Exercise description ::
In the records below, count every line that includes the word "explained". Provide the total alone.

Input records ::
####################
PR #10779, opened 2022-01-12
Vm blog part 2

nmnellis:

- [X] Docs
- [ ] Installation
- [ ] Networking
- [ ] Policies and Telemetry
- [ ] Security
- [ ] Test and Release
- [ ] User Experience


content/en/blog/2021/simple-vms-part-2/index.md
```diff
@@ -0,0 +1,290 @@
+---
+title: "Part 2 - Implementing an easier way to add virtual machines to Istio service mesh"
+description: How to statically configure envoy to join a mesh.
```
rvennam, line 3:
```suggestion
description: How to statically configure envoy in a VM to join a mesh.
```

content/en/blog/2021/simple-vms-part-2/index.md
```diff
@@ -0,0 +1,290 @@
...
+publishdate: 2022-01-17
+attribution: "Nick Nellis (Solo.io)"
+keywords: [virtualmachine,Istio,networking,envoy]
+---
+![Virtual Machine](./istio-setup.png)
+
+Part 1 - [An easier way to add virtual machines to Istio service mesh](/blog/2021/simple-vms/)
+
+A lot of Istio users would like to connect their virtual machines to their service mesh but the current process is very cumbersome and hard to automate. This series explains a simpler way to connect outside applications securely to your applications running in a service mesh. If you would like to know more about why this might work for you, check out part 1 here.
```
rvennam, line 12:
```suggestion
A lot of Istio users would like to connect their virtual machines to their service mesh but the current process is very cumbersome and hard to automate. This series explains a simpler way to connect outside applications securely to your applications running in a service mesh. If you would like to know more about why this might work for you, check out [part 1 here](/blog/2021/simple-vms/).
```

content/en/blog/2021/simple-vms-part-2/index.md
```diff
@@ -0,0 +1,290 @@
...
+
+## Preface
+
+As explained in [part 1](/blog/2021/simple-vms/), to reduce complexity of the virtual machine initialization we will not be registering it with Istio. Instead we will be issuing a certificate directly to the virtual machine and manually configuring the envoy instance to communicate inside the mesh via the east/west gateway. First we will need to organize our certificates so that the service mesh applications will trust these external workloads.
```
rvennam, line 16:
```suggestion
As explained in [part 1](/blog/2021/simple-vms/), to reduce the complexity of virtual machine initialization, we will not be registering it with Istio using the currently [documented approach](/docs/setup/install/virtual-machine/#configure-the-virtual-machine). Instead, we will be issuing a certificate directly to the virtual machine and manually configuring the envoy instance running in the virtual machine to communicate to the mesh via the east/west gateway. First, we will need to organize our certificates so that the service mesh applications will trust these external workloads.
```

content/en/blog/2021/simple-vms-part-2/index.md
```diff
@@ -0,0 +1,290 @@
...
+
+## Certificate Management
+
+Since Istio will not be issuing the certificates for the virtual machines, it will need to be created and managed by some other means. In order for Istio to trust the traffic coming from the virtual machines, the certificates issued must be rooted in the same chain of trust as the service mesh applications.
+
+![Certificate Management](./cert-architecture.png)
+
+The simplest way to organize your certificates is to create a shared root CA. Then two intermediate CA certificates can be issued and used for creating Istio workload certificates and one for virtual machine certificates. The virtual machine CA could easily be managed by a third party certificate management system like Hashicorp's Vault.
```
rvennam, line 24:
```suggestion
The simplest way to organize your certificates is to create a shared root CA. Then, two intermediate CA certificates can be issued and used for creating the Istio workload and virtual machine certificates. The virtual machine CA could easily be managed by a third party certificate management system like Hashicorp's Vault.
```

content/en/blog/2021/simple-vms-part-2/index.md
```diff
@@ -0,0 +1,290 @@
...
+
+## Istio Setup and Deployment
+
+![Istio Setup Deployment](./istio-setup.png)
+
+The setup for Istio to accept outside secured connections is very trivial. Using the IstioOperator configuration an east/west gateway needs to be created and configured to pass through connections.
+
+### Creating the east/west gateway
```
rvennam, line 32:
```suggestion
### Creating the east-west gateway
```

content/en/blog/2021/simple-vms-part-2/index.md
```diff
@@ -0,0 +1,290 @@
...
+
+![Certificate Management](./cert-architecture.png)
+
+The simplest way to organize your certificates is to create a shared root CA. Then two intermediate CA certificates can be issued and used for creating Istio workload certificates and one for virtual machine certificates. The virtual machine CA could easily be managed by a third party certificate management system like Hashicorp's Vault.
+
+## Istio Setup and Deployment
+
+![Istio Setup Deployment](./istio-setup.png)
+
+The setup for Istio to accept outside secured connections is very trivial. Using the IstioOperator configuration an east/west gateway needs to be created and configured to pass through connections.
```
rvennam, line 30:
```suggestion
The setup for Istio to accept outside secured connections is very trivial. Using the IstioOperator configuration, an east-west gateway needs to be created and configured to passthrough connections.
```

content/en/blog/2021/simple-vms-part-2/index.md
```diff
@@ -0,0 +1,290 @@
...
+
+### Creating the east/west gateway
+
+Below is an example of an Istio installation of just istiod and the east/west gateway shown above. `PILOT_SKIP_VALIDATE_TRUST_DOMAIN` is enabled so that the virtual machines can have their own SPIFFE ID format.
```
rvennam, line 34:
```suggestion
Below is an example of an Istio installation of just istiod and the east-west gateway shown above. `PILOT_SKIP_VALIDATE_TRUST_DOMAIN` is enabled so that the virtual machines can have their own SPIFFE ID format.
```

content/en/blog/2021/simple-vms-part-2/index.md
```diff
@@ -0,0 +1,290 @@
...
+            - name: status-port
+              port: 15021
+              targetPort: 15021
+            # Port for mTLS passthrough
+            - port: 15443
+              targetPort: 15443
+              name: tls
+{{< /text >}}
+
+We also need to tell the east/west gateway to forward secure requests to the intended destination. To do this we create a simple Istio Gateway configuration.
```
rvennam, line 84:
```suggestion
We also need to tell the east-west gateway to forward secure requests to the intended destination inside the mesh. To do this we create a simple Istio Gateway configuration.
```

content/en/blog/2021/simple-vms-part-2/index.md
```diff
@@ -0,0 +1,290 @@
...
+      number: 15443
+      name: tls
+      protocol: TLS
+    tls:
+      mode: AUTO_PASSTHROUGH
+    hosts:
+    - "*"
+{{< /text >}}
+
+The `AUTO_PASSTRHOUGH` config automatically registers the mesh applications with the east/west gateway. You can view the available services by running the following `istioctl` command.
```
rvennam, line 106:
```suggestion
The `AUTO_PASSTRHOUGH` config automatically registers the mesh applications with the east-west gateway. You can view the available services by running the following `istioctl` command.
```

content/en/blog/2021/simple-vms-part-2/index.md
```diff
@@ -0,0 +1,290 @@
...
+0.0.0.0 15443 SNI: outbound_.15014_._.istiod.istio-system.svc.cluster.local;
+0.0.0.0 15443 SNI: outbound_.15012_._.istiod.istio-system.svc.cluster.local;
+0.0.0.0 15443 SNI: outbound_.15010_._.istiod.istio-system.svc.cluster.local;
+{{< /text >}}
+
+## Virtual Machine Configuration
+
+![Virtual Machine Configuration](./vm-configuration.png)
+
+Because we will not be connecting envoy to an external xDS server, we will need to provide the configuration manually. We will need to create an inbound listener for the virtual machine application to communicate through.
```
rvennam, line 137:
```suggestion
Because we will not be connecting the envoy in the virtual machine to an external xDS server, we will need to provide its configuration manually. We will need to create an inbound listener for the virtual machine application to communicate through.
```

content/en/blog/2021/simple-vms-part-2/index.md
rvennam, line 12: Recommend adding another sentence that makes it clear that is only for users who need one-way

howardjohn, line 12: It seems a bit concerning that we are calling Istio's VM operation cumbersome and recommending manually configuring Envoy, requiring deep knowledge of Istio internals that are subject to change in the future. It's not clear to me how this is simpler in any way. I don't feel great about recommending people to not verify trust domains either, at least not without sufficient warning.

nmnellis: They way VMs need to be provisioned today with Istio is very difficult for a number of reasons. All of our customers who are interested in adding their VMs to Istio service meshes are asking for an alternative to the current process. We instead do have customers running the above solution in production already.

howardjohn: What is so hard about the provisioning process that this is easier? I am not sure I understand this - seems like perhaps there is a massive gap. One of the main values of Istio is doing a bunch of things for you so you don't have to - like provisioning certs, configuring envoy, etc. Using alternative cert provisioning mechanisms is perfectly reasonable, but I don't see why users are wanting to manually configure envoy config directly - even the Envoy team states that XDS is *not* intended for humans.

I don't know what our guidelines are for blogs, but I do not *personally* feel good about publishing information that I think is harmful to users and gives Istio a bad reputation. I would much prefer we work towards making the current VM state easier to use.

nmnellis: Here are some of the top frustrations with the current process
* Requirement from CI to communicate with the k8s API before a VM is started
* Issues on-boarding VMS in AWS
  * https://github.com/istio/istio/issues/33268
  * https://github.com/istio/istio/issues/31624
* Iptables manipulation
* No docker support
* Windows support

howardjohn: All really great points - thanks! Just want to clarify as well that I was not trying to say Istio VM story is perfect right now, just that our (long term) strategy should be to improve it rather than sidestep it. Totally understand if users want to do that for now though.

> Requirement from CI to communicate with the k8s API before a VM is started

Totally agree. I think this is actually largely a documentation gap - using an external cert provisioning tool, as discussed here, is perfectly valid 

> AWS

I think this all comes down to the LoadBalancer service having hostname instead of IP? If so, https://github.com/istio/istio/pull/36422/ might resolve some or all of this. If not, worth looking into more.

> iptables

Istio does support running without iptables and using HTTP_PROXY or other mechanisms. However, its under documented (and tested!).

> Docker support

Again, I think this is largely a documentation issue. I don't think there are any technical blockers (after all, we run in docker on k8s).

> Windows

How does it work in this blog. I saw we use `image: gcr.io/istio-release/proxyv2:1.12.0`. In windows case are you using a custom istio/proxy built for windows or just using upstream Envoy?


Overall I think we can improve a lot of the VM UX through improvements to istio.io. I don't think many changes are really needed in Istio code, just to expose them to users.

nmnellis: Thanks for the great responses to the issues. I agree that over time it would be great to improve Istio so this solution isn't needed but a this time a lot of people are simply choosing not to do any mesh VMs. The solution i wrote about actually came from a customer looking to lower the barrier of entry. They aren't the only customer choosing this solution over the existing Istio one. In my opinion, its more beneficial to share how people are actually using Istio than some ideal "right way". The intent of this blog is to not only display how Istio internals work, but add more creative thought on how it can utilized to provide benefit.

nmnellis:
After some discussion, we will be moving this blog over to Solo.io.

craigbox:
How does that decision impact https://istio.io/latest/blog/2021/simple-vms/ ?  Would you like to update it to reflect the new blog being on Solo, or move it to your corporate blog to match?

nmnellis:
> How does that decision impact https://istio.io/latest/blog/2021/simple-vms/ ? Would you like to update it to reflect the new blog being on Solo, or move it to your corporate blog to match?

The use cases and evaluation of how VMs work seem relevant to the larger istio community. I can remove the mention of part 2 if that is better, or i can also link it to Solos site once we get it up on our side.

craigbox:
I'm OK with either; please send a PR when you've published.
####################
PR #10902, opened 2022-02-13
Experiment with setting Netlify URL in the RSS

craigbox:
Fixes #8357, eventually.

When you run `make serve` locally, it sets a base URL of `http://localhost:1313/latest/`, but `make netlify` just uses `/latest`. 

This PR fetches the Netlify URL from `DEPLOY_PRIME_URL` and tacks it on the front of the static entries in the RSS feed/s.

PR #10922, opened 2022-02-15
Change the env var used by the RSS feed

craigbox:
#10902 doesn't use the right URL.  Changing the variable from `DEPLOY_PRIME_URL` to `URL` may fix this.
####################
Task output ::
2